Yes, but DeepForcedSource is a child table, so its rows are not
partitioned (or indexed) according to its own ra/decl rows. The presence
of ra and decl in DeepForcedSource rows that correspond to their linked
row in the director table (DeepSource?) are currently only leveraged
during partitioning. The presence of the director table's ra/decl is not
assumed to exist in child tables, because for ForcedSource, we can't
afford to have them. Thus query execution doesn't leverage it. There
isn't a provision to use our spatial indexing when a table has columns
with values that (only) might be sort-of-close to the values used for
partitioning (and indexing).
You can workaround this by joining with the director table.

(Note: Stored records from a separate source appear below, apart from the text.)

PR #2673, opened 2021-04-15
Add support for building universal macOS app

raksooo:
This PR adds support for cross compiling the app for the M1 macs on x86 macs as well as support for making universal builds.

Git checklist:

---
This change is [Reviewable](https://reviewable.io/reviews/mullvad/mullvadvpn-app/2673)

### DIFF
--- a/.gitignore
+++ b/.gitignore
@@ -29,6 +29,8 @@
 /dist-assets/sslocal
 /dist-assets/sslocal.exe
 /dist-assets/shell-completions/
+/dist-assets/aarch64-apple-darwin/
+/dist-assets/x86_64-apple-darwin/
 /windows/**/bin/
 /windows/**/*.user
 /android/keystore.properties
--- a/CHANGELOG.md
+++ b/CHANGELOG.md
@@ -27,6 +27,7 @@ Line wrap the file at 100 chars.                                              Th
 - When `MULLVAD_MANAGEMENT_SOCKET_GROUP` is set, only allow the specified group to access the
   management interface UDS socket. This means that only users in that group can use the CLI and GUI.
 - Support WireGuard over TCP for custom VPN relays in the CLI.
+- Make app native on Apple Silicon.
 
 ### Changed
 - Upgrade OpenVPN from 2.5.0 to 2.5.1.
--- a/README.md
+++ b/README.md
@@ -296,7 +296,12 @@ This should produce an installer exe, pkg or rpm+deb file in the `dist/` directo
 
 Building this requires at least 1GB of memory.
 
-#### Apple ARM64 (aka Apple Silicon)
+#### macOS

This is kind
of a design decision for us: the only spatial indexing you get is when a
director table is involved--we didn't really expect to optimize spatial
searches without the director table. But there are things we could do to
make this a bit nicer--detecting the scisql_ptInBox (?) syntax would at
least allow similar syntax for the user for director/child table querying.
-Daniel
On 02/11/2015 08:41 AM, Kian-Tat Lim wrote:
> Tatiana,
>
>> I don't understand. Both ra,decl and x,y columns are present in DeepForcedSource table,
> My mistake, and my apologies. I was looking at the ForcedSource
> table in the baseline schema. If we do have ra, decl in the table, then
> perhaps we should be able to use qserv_areaspec_box on those columns.